Collected data entries
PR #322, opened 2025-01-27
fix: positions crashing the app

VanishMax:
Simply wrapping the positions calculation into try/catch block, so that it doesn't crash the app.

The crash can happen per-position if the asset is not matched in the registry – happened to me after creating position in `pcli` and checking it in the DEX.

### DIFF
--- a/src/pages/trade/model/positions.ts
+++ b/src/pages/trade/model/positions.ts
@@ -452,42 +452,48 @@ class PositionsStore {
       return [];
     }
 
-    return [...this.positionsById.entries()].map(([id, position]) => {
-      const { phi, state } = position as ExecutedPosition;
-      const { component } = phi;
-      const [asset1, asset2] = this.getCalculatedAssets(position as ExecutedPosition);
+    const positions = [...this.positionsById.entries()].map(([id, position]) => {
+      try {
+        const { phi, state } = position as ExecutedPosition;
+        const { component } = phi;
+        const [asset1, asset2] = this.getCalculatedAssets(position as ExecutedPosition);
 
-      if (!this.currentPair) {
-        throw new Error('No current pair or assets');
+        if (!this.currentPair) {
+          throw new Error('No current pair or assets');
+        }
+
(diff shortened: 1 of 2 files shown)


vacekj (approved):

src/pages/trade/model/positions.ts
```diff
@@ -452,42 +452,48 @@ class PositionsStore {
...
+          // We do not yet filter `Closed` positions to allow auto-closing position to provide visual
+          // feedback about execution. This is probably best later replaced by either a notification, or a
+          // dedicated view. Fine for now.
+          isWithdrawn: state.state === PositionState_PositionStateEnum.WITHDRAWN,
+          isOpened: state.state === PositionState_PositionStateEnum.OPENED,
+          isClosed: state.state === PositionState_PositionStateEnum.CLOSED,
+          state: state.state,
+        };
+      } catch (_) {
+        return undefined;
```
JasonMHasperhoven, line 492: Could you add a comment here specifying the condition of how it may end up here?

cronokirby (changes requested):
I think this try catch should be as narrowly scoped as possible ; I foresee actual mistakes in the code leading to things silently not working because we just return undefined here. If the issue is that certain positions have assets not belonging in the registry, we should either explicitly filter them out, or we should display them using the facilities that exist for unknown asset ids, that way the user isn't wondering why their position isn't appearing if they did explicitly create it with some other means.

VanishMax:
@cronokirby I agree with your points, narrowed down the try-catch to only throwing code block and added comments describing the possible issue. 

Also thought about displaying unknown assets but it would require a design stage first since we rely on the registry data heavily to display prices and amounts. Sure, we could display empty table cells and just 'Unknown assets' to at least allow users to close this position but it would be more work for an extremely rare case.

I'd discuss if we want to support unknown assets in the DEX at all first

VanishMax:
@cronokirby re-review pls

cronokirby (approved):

*PROBLEM DESCRIPTION:* Every line of the entries that includes "const" must be copied into the answer.

*SOLUTION TO THIS TASK:*
-      const { phi, state } = position as ExecutedPosition;
-      const { component } = phi;
-      const [asset1, asset2] = this.getCalculatedAssets(position as ExecutedPosition);
+    const positions = [...this.positionsById.entries()].map(([id, position]) => {
+        const { phi, state } = position as ExecutedPosition;
+        const { component } = phi;
+        const [asset1, asset2] = this.getCalculatedAssets(position as ExecutedPosition);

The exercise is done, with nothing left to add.